9.              In the case of joint holders, signature of any one holder will be sufficient, but the names of all the joint holders should be stated.  The vote of the senior holder (according to the order in which the names stand in the register

 


 

of members in respect of the holding) who tenders a vote in person or by proxy will be accepted to the exclusion of the vote(s) of the other joint holder(s).

 

10.       In the event that it is not possible or advisable for you to travel to the Cayman Islands to attend the meeting in person due to the COVID-19 pandemic, you must vote your shares prior to the Annual Meeting by returning an executed form of proxy as described above. Additionally, you may revoke a previously submitted form of proxy at any time by re-submitting this form of proxy by mail or email or by hand before 4:00 a.m. Cayman Islands Time / 5:00 p.m. Hong Kong Time on June 14, 2020.

 

PERSONAL INFORMATION COLLECTION STATEMENT

 

Your supply of your and your proxy’s (or proxies’) name(s) and address(es) is on a voluntary basis for the purpose of processing your request for the appointment of a proxy (or proxies) and your voting instructions for the AGM of the Company (the “Purposes”).

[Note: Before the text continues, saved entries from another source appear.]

Issue #1509, opened 2017-08-03
Name differences


henit:
It might be logical reasons that I don't know about, but I wonder about some of the name differences between sinon-methods:

spy.notCalledWith
assert.neverCalledWith

Should they have the same name?

stub.callsFake
stub.callsArg
stub.callsArgWith
stub.callThrough
stub.callArg
stub.callArgWith

I often end up checking the docs where there is 'calls*' and where there is 'call*'.

mroderick:
Thank you for pointing it out!

I agree, there should be more consistency in naming.

I think an approach like this could work:

* create a `README` or wiki page, describing the naming conventions
* rename all methods that do not follow the naming conventions
* add deprecation warnings to all deprecated method names
* publish new version
* in a later `MAJOR` version, remove the deprecated methods

Do you want to take a stab at it?

henit:
That sounds like a good approach. 

I think Sinon is a very good library, and would very much like to contribute to it if possible. Unfortunately, there is no room for this at the moment, hopefully it will change soon.

mantoni:
Related discussion in #1000.

PR #1667, opened 2018-01-21
Fix inconsistent naming

mroderick:
This PR is a fix for #1509, it renames the following methods

* `stub.callArg ` => `stub.callsArg`
* `stub.callArgOnWith` => `stub.callsArgOnWith`
* `stub.callArgWith ` => `stub.callsArgWith`
* `stub.callThrough` => `stub.callsThrough`

AFAICT, this fixes the inconsistent naming of the `calls*` methods.

I've added deprecation warnings to all the old names. We can remove them in the next major version, or the one after that.

1. Carefully read the PR
1. Observe that tests pass

### DIFF
--- a/docs/release-source/release/stubs.md
+++ b/docs/release-source/release/stubs.md
@@ -454,9 +454,9 @@ Useful if a function is called with more than one callback, and simply calling t
 }
 ```
 
-#### `stub.callArgWith(argNum, [arg1, arg2, ...])`
+#### `stub.callsArgWith(argNum, [arg1, arg2, ...])`
 
-Like `callArg`, but with arguments.
+Like `callsArg`, but with arguments.
 
 #### Asynchronous calls
 
--- a/docs/release-source/release/stubs.md
+++ b/docs/release-source/release/stubs.md
@@ -435,7 +435,7 @@ Like `yield`, `yieldTo` grabs the first matching argument, finds the callback an
 ```
 
 
-#### `stub.callArg(argNum)`
+#### `stub.callsArg(argNum)`
 
 Like `yield`, but with an explicit argument number specifying which callback to call.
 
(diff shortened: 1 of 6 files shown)


mantoni:
I’m irritated. Maybe I’m confusing things now, but I though `callThrough` means “do call through reicht now” and `callsThrough` means “when this stub is called it will call through”. Like, programming the stub to do something vs doing it right away. No?

mroderick:
I am not happy about how stubs have grown and grown, hence #1586. `fake` is going to be much simpler, I am going to try and protect it from the feature creep.

This PR is about making the stub api consistent.

I *think* I understand your point, but it's very difficult to spot from the documentation. Perhaps what's needed here is a documentation improvement, and perhaps an alias, for when people still don't get it?

mantoni:
Looked a little closer at the changes now and realized you changed it on calls. Your description was talking about renaming those functions on stubs. However, both namings already exist on stubs with the "convention" that I was trying to line out above.

mroderick:
This whole API is a bit confusing

mantoni:
Yes, I agree. The documentation changes you made are not correct. E.g. `stub.callArg` exists and does something different from `stub.callsArg` which also exists.

mroderick:
😢

mantoni:
Ok, let me illustrate what I mean with two examples that both pass:

```js
var fetch = sandbox.stub(remote, 'fetch')
var spy = sinon.spy()

fetch(spy)

sinon.assert.notCalled(spy)

fetch.yield()

sinon.assert.called(spy)
```

vs

```js
var fetch = sandbox.stub(remote, 'fetch')
var spy = sinon.spy()
fetch.yields()

fetch(spy)

sinon.assert.called(spy)
```

The same convention is implemented for `callArgs` and `callsArgs` etc.

I checked the stub documentation, and I think it's correct as is. The code changes you made are effectively working with calls. IMO the calls API should be in line with the convention used on stubs.

Issue #1627, opened 2017-12-07
Sinon stub with an object and a property has low performance.


NoamPaz:
Sinon stub with an object and a property name has low performance due to new Error in the wrap-method.js.

When I create stub with sandbox.stub and pass an object and a property name, it reach this line in the wrap-method.js:
method.stackTrace = (new Error("Stack Trace for original")).stack;

https://github.com/sinonjs/sinon/blob/master/lib/sinon/util/core/wrap-method.js#L110

This line takes about 0.2-0.3 second, therefore my tests runs for 6 minutes.
If I comment it out, it runs for 7 seconds (instead of 6 minutes).

1) I'm using the latest version of sinon.
2) I tried to use node v6 and node v8. in both the issue has occurred.
3) I'm using Linux.
4) here is an example of the stack trace this new Error generates:

> Error: Stack Trace for original
    at wrapMethod (/home/noam/t2kdev/echo/node_modules/sinon/lib/sinon/util/core/wrap-method.js:110:26)
    at stub (/home/noam/t2kdev/echo/node_modules/sinon/lib/sinon/stub.js:60:44)
    at Object.stub (/home/noam/t2kdev/echo/node_modules/sinon/lib/sinon/collection.js:102:33)
    at global.createStub (/home/noam/t2kdev/echo/.tmp/mocha-webpack/1512641354923/webpack:/node_modules/@t2k/t2k-js-scripts/test-setup.js:33:1)
    at Context.<anonymous> (/home/noam/t2kdev/echo/.tmp/mocha-webpack/1512641354923/webpack:/test/spec/js/components/App.spec.jsx:208:4)
    at callFnAsync (/home/noam/t2kdev/echo/node_modules/mocha/lib/runnable.js:371:21)
    at Hook.Runnable.run (/home/noam/t2kdev/echo/node_modules/mocha/lib/runnable.js:318:7)
    at next (/home/noam/t2kdev/echo/node_modules/mocha/lib/runner.js:309:10)
    at Immediate.<anonymous> (/home/noam/t2kdev/echo/node_modules/mocha/lib/runner.js:339:5)
    at runCallback (timers.js:672:20)
    at tryOnImmediate (timers.js:645:5)
    at processImmediate [as _immediateCallback] (timers.js:617:5)

fatso83:
[...]

PR #1671, opened 2018-01-23
Fix to #1627

NoamPaz:
Fix issue #1627 by creating an error object and use the property 'stack' only when needed, instead of read stack property in the creation time of the error object.

The slowness seems to come from accessing the .stack property on the error, as v8 seems to go through considerable trouble in order to convert it from its internal representation to the string version it uses to report errors.

#### Solution  
the fix for this is to change the line to method.stackTraceError = new Error("Stack Trace for original"), and only access the .stack property if an error needs to be reported.

####Test
passed: 'npm run test' and 'npm run lint'

### DIFF
--- a/lib/sinon/util/core/wrap-method.js
+++ b/lib/sinon/util/core/wrap-method.js
@@ -43,8 +43,8 @@ module.exports = function wrapMethod(object, property, method) {
         }
 
         if (error) {
-            if (wrappedMethod && wrappedMethod.stackTrace) {
-                error.stack += "\n--------------\n" + wrappedMethod.stackTrace;
+            if (wrappedMethod && wrappedMethod.stackTraceError) {
+                error.stack += "\n--------------\n" + wrappedMethod.stackTraceError.stack;
             }
             throw error;
         }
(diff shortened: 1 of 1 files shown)


mroderick:
Thank you for taking the time to investigate this issue and making a pull request 🚀 

Your example script in the gist doesn't exercise actual Sinon code. I wanted to make sure that there would be an improvement for an example that exercises Sinon.

So, I created a little benchmark script using [Benchmark.js](https://github.com/bestiejs/benchmark.js).

```js
"use strict";

var Benchmark = require("benchmark");
var suite = new Benchmark.Suite();
var sinon = require("./lib/sinon");
var sandbox = sinon.createSandbox();

// add tests
suite.add("stub test", function () {
    var obj = {
        hello: function hello() {
            return "world";
        }
    };

    sandbox.stub(obj, "hello");
});
// add listeners
suite.on("cycle", function (event) {
    console.log(String(event.target));
});
suite.on("complete", function () {
    console.log("Fastest is " + this.filter("fastest").map("name"));
});
// run async
suite.run({
    "async": true
});
```

When run against current `master` 5063c3353549599dba4b1de84976e625a3f92f2d, these are the results on my ageing laptop:

```text
stub test x 4,852 ops/sec ±3.78% (59 runs sampled)
```

Run against this branch:

```text
stub test x 10,129 ops/sec ±3.17% (64 runs sampled)
```

The benchmarks show a pretty significant speedup!

Excellent pull request 👍

mroderick:
This has been published as `sinon@4.2.1`

PR #1672, opened 2018-01-23
"throttle" is actually a "debounce" in the example

ALeschinsky:


mroderick:
Thank you for the contribution 👍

We may transfer your and your proxy’s (or proxies’) name(s) and address(es) to our agent, contractor, or third party service provider who provides administrative, computer and other services to us for use in connection with the Purposes and to such parties who are authorized by law to request the information or are otherwise relevant for the Purposes and need to receive the information. Your and your proxy’s (or proxies’) name(s) and address(es) will be retained for such period as may be necessary to fulfil the Purposes. Request for access to and/or correction of the relevant personal data can be made in accordance with the provisions of the Personal Data (Privacy) Ordinance and any such request should be in writing by mail to Computershare Hong Kong Investor Services Limited at the above address.